Standard SQL subqueries work in SemQL.

```sql
SELECT name, total_revenue
FROM organizations
WHERE organization_id IN (
    SELECT organization_id
    FROM orders
    WHERE created_at >= CURRENT_DATE - INTERVAL '90 days'
    GROUP BY organization_id
    HAVING COUNT(*) >= 3
)
GROUP BY name, total_revenue
```

***

## What SemQL does NOT support

* `DELETE`, `UPDATE`, `INSERT`, `DROP`, `TRUNCATE` — SemQL is read-only by design
* Schema-qualified table names like `my_schema.my_table` — use model names instead
* Direct `INFORMATION_SCHEMA` queries
* Bypassing auto-applied model filters — they are always active

***

## Supported Functions

### Aggregate

| Function                          | Description                        |
| --------------------------------- | ---------------------------------- |
| `COUNT(x)`, `COUNT(DISTINCT x)`   | Count rows or unique values        |
| `SUM(x)`                          | Sum of values                      |
| `AVG(x)`                          | Average                            |
| `MIN(x)`, `MAX(x)`                | Minimum / maximum                  |
| `STDDEV(x)`, `VARIANCE(x)`        | Standard deviation / variance      |
| `STRING_AGG(x, sep)`              | Concatenate strings with separator |
| `ARRAY_AGG(x)`                    | Aggregate into an array            |
| `PERCENTILE_CONT(p)`, `MEDIAN(x)` | Percentile calculations            |
| `BOOL_AND(x)`, `BOOL_OR(x)`       | Boolean aggregations               |
| `CORR(x, y)`                      | Correlation coefficient            |

!!! warning
    Never wrap a predefined measure in an aggregate function. `SUM(total_revenue)` will double-aggregate.
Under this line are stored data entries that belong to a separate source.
PR #394, opened 2026-05-11
Minor nits in coco docs

a-mccarthy:
* adds come clarification text to the run a workload sample
* re-adds image pull timeout to the prereqs
~* improves attestation workflow to read clearer.~

### DIFF
--- a/confidential-containers/attestation.rst
+++ b/confidential-containers/attestation.rst
@@ -69,8 +69,7 @@ Provision Trustee
 Trustee is an open-source framework used in Confidential Containers to verify attestation evidence and conditionally release secrets.
 For a full overview of attestation with Trustee, refer to the upstream `Trustee documentation <https://confidentialcontainers.org/docs/attestation/>`_.
 
-To provision a Trustee instance, follow the upstream `Install Trustee in Docker <https://confidentialcontainers.org/docs/attestation/installation/docker/>`_ guide.
-This is the recommended install method.
+To provision a Trustee instance, follow the recommended upstream `Install Trustee in Docker <https://confidentialcontainers.org/docs/attestation/installation/docker/>`_ guide.
 
 .. note::
 
@@ -86,20 +85,21 @@ After you complete installation, Trustee is configured to use the NVIDIA Remote 
 Configure Workloads for Attestation
 ====================================
 
-To enable attestation for your workloads, point them to the Trustee network endpoint, sometimes referred to as the Key Broker Service (KBS) endpoint, by adding the following annotation to your workload pod spec:
+To enable attestation for your workloads, point them to the Trustee network endpoint, also called the Key Broker Service (KBS) endpoint, by adding the following annotation to your workload pod spec:
 
 .. code-block:: yaml
 
    io.katacontainers.config.hypervisor.kernel_params: "agent.aa_kbc_params=cc_kbc::http://<kbs-ip>:<kbs-port>"
 
-Replace ``<kbs-ip>`` with the IP address or hostname at which your Trustee instance is reachable from the worker nodes, and ``<kbs-port>`` with the port (default: ``8080``).
+Replace ``<kbs-ip>`` with the IP address or hostname at which your Trustee instance is reachable from the worker nodes.
+Replace ``<kbs-port>`` with the port that Trustee listens on (default: ``8080``).
 
 Refer to the upstream `Setup Confidential Containers <https://confidentialcontainers.org/docs/attestation/coco-setup/>`_ documentation for more information on configuring workloads for attestation.
 
 .. _customize-attestation:
 
-Customize Attestation Workflows
-===============================
+Optional: Customize Attestation Workflows
+=========================================
 
 After Trustee is provisioned and workloads are configured, you can customize attestation workflows to enforce your desired security policies.
 This can include configuring the following:
@@ -108,7 +108,7 @@ This can include configuring the following:
   Refer to the upstream documentation on `using the KBS Client Tool <https://confidentialcontainers.org/docs/attestation/client-tool/>`_.
 * Configure resources: Create resources, or secrets, that your workloads need. 
   Refer to the upstream `Confidential Containers resources <https://confidentialcontainers.org/docs/attestation/resources/>`_ documentation for more information on the resources.
-* Configure policies: Confidential Containers uses different policy types to secure workload at different layers.
+* Configure policies: Confidential Containers uses different policies to secure workload at different layers.
   Refer to the upstream `Confidential Containers policy <https://confidentialcontainers.org/docs/attestation/policies/>`_ documentation for more information on the policy types and configuring policies.
  
 Refer to the upstream `Confidential Containers Features <https://confidentialcontainers.org/docs/features>`_ documentation for a full list of attestation features and how to configure them.
@@ -122,6 +122,5 @@ Use the Trustee log to diagnose the attestation process.
 Next Steps
 ==========
 
-* Refer to the :doc:`deployment guide <confidential-containers-deploy>` for Confidential Containers setup instructions.
-* Refer to the upstream `Confidential Containers Features <https://confidentialcontainers.org/docs/features>`_ documentation for a complete list of attestation-dependent features.
-* Refer to the `NVIDIA Confidential Computing documentation <https://docs.nvidia.com/confidential-computing>`_ for additional information.
+* Refer to the upstream `Confidential Containers Features <https://confidentialcontainers.org/docs/features>`_ for complete documentation on attestation features.
+* If you haven't already, refer to the :doc:`Confidential Containers deployment guide <confidential-containers-deploy>` to configure your environment for confidential workloads.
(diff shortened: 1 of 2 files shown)


confidential-containers/attestation.rst
```diff
@@ -35,8 +36,14 @@ Attestation is required for any feature that depends on secrets, including:
...
 The evidence is sent to a remote verifier, Trustee, which evaluates the evidence against configured policies and conditionally releases the secret.
+Trustee is typically deployed in a separate trusted environment that is reachable from your worker nodes over the network.
+
+.. note::
 
-For background on how attestation fits into the Confidential Containers architecture, refer to the :doc:`NVIDIA Confidential Containers Reference Architecture overview <overview>`.
+  This page is an educational overview of attestation with Confidential Containers, not a complete configuration guide.
+  The attestation workflow is fully documented in the upstream `Confidential Containers documentation <https://confidentialcontainers.org/docs/attestation/>`_, which is the source of truth for setup and configuration details.
+
+  Attestation is not required to deploy Confidential Containers; it is needed only for features that rely on secret release, such as those listed above.
```
fitzthum: May want to massage this a little bit. It's true that you can start workloads without attestation, and the features above are the ones that require attestation, but key detail is that your workload isn't really secure without using attestation (via one of these features, usually). I'm not sure we really want to get into that here, though.

confidential-containers/attestation.rst
```diff
@@ -86,32 +92,34 @@ After you complete installation, Trustee is configured to use the NVIDIA Remote
...
 
 .. _customize-attestation:
 
-Customize Attestation Workflows
-===============================
+Optional: Customize Attestation Workflows
+=========================================
+
+Confidential Containers enables sensible default attestation policies for NVIDIA Confidential Computing GPUs.
+In most cases, the default policy is appropriate and you only need to provide reference values.
```
fitzthum: There is a lot packed into these two sentences.

For NVIDIA devices, you don't have to do anything regarding attestation policy or reference values. Basically, NRAS handles all of this for you.

Your guest will also have a CPU, though. Attesting the CPU does require setting reference values. You can still use the default policy, but you will need to set some reference values per the link below.

Fine to keep it as is, which is correct, and avoids some subtleties, but setting reference values for the CPU attestation is a key step for secure workloads.

confidential-containers/attestation.rst
```diff
@@ -86,32 +92,34 @@ After you complete installation, Trustee is configured to use the NVIDIA Remote
...
-* Configure resources: Create resources, or secrets, that your workloads need. 
-  Refer to the upstream `Confidential Containers resources <https://confidentialcontainers.org/docs/attestation/resources/>`_ documentation for more information on the resources.
-* Configure policies: Confidential Containers uses different policy types to secure workload at different layers.
-  Refer to the upstream `Confidential Containers policy <https://confidentialcontainers.org/docs/attestation/policies/>`_ documentation for more information on the policy types and configuring policies.
- 
-Refer to the upstream `Confidential Containers Features <https://confidentialcontainers.org/docs/features>`_ documentation for a full list of attestation features and how to configure them.
+* `Resources <https://confidentialcontainers.org/docs/attestation/resources/>`_: Create the resources, such as secrets, that your workloads need.
+* `Policies <https://confidentialcontainers.org/docs/attestation/policies/>`_: Configure the policy types that secure workloads at different layers.
```
fitzthum: nit: `policy types` -> `policies`

confidential-containers/confidential-containers-deploy.rst
```diff
@@ -180,6 +180,35 @@ Kubernetes Cluster
 
      $ sudo systemctl restart kubelet
 
+.. _configure-image-pull-timeouts:
+
+* Configure image pull timeouts. The guest-pull mechanism pulls images inside the confidential VM, which means large images can take longer to download and delay container start.
```
fitzthum: Technically speaking, pulling images inside the guest doesn't necessarily take longer than pulling on the host. The issue is more that guest pull invalidates any kind of caching that would normally happen. Basically you have to pull the image every time you run a pod.

confidential-containers/confidential-containers-deploy.rst
```diff
@@ -461,7 +490,7 @@ For further configuration settings, refer to the following sections:
 Run a Sample Workload
 =====================
 
-A pod manifest for a confidential container GPU workload requires that you specify the ``kata-qemu-nvidia-gpu-snp`` runtime class for SEV-SNP or ``kata-qemu-nvidia-gpu-tdx`` for TDX.
+A pod manifest for a confidential container GPU workload requires that you specify the ``kata-qemu-nvidia-gpu-snp`` runtime class for AMD based systems or ``kata-qemu-nvidia-gpu-tdx`` for Intel based systems.
```
fitzthum: nit: hyphen in `AMD-based`? (and intel too)

fitzthum (commented):
Nice. 

Most of my comments probably go beyond the level of detail needed in the doc, but maybe they can help massage things a little bit.

confidential-containers/attestation.rst
manuelh-dev: +1 on this. [We can phrase it that attestation is not required to get a pod going for evaluation purposes but trust in the deployment can only be established via attestation **and** via other CoCo mechanisms such as image signature verification, the use of a proper agent security policy - all this is documented in the upstream repo as pointed out]

confidential-containers/attestation.rst
```diff
@@ -86,32 +92,34 @@ After you complete installation, Trustee is configured to use the NVIDIA Remote
 Configure Workloads for Attestation
 ====================================
 
-To enable attestation for your workloads, point them to the Trustee network endpoint, sometimes referred to as the Key Broker Service (KBS) endpoint, by adding the following annotation to your workload pod spec:
+To enable attestation for your workloads, point them to the Trustee network endpoint, also called the Key Broker Service (KBS) endpoint, by adding the following annotation to your workload pod spec:
 
 .. code-block:: yaml
 
    io.katacontainers.config.hypervisor.kernel_params: "agent.aa_kbc_params=cc_kbc::http://<kbs-ip>:<kbs-port>"
```
manuelh-dev, line 92: @fitzthum do we actually want to propose this? another method to provide this information is via init-data. should we not rather also abstract from this?

confidential-containers/attestation.rst
```diff
@@ -86,32 +92,34 @@ After you complete installation, Trustee is configured to use the NVIDIA Remote
...
-Customize Attestation Workflows
-===============================
+Optional: Customize Attestation Workflows
+=========================================
+
+Confidential Containers enables sensible default attestation policies for NVIDIA Confidential Computing GPUs.
+In most cases, the default policy is appropriate and you only need to provide reference values.
+For more information, refer to the upstream `Confidential Containers reference values <https://confidentialcontainers.org/docs/attestation/reference-values/>`_ documentation.
+
+You can use the Key Broker Service (KBS) Client Tool to configure Trustee reference values and secrets.
```
manuelh-dev: @fitzthum please comment here if you would propose adding that this tool would usually also be run in a secure environment and the tool would communicate with KBS in a secure way. If you want to omit this here, please resolve the comment.

confidential-containers/confidential-containers-deploy.rst
```diff
@@ -162,7 +162,7 @@ Kubernetes Cluster
   * ``RuntimeClassInImageCriApi``: Alpha since Kubernetes v1.29 and is not enabled by default.
     This feature gate is required to support pod deployments that use multiple snapshotters side-by-side.
 
-  Add both feature gates to your Kubelet configuration (typically ``/var/lib/kubelet/config.yaml``):
+  Add both feature gates to your Kubelet configuration (typically ``sudo vi /var/lib/kubelet/config.yaml``):
```
manuelh-dev: Not so sure. Can we just say 'typically adjust the file ...'. `sudo vi` is a bit specific and a bit loose. [There may be users which literally wouldn't be able to exit vim anymore]

confidential-containers/confidential-containers-deploy.rst
```diff
@@ -180,6 +180,35 @@ Kubernetes Cluster
...
+     kind: KubeletConfiguration
+     runtimeRequestTimeout: 20m
+
+  Restart the kubelet service to apply the change:
+
+  .. code-block:: console
+
+     $ sudo systemctl restart kubelet
+
+  Optionally, you can configure additional timeouts for the NVIDIA Shim and Kata Agent Policy.
```
manuelh-dev: Instead of NVIDIA shim -> Kata Shim.

Please do not use Kata Agent Policy here. This timeout is unrelated to the kata agent policy feature. We can just say 'kata agent' here.

confidential-containers/attestation.rst
fitzthum: I am fine with either. This way is simpler; maybe better in the short term. Init-data is an important concept, though. We should cover it at some point.

confidential-containers/attestation.rst
fitzthum: Yeah, it might be worth saying that the configuration endpoints of the KBS are privileged and the KBS Client will use a secure channel to access them.

confidential-containers/attestation.rst
a-mccarthy: i opted for keeping this as the simple version, until we figured out how we wanted to talk about this in the end to end workflow.

confidential-containers/confidential-containers-deploy.rst
a-mccarthy: i updated the wording a bit here.

manuelh-dev (approved):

See [Dimensions vs. Measures](dimensions-vs-measures.md).

### Date / Time

| Function                    | Description                     |
| --------------------------- | ------------------------------- |
| `DATE_TRUNC('month', date)` | Truncate to time period         |
| `DATE_PART('year', date)`   | Extract part of a date          |
| `EXTRACT(YEAR FROM date)`   | Extract part of a date          |
| `NOW()`, `CURRENT_DATE`     | Current timestamp / date        |
| `CURRENT_TIMESTAMP`         | Current timestamp with timezone |

### String

| Function                   | Description         |
| -------------------------- | ------------------- |
| `UPPER(x)`, `LOWER(x)`     | Change case         |
| `LENGTH(x)`                | String length       |
| `TRIM(x)`                  | Remove whitespace   |
| `SUBSTRING(x, start, len)` | Extract substring   |
| `CONCAT(x, y, ...)`        | Concatenate strings |
| `REPLACE(x, from, to)`     | Replace substring   |

### Math

| Function                        | Description                    |
| ------------------------------- | ------------------------------ |
| `ABS(x)`                        | Absolute value                 |
| `ROUND(x, n)`                   | Round to n decimal places      |
| `CEIL(x)`, `FLOOR(x)`           | Round up / down                |
| `MOD(x, y)`                     | Modulo                         |
| `POWER(x, y)`, `SQRT(x)`        | Exponent / square root         |
| `LEAST(x, y)`, `GREATEST(x, y)` | Minimum / maximum of arguments |

### Geo

| Function                                               | Description                            |
| ------------------------------------------------------ | -------------------------------------- |
| `GEO_DISTANCE(lat1, lng1, lat2, lng2)`                 | Distance in km between two coordinates |
| `GEO_WITHIN_RADIUS(lat1, lng1, lat2, lng2, radius_km)` | True/false: is point within radius?    |

See [Geo Functions](geo-functions.md) for full documentation.